» WORK INSTRUCTIONS
Only a slice of the listing below is wanted. Retype the lines from the one containing "default AutoML Algorithm" through the one containing "I will be doing", exactly, both ends included.

» TASK INPUT
--------------------------------

PR #3261, opened 2022-01-19
Make `DefaultAlgorithm` the default AutoML Algorithm

jeremyliweishih:
Fixes #2867. Since there is a lot in this PR, I will use the PR for #2693 to fix docstrings and think about changes to `AutoMLSearch` API.

I will be doing the following in this PR:
- justify why a test deserves a `_iterative` tag
- moving such `_iterative` tests to their own files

--------------------------------

» SOLUTION FOR THIS EXERCISE
Make `DefaultAlgorithm` the default AutoML Algorithm

jeremyliweishih:
Fixes #2867. Since there is a lot in this PR, I will use the PR for #2693 to fix docstrings and think about changes to `AutoMLSearch` API.

I will be doing the following in this PR:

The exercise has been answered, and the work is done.